PR #127, opened 2020-09-13
Parse union typedefs

SebastianMestre:
I actually have some free time before the actual competition, so I decided to chip in.

I added some generally non-controversial code, and realized I didn't really know what to do next, because we have not decided on the syntax for type expressions.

──────────

Problem requirements: Starting with the line that contains "Parse union typedefs", copy each line through the end of the data exactly, and leave out all earlier lines.

Written answer:
Parse union typedefs

SebastianMestre:
I actually have some free time before the actual competition, so I decided to chip in.

I added some generally non-controversial code, and realized I didn't really know what to do next, because we have not decided on the syntax for type expressions.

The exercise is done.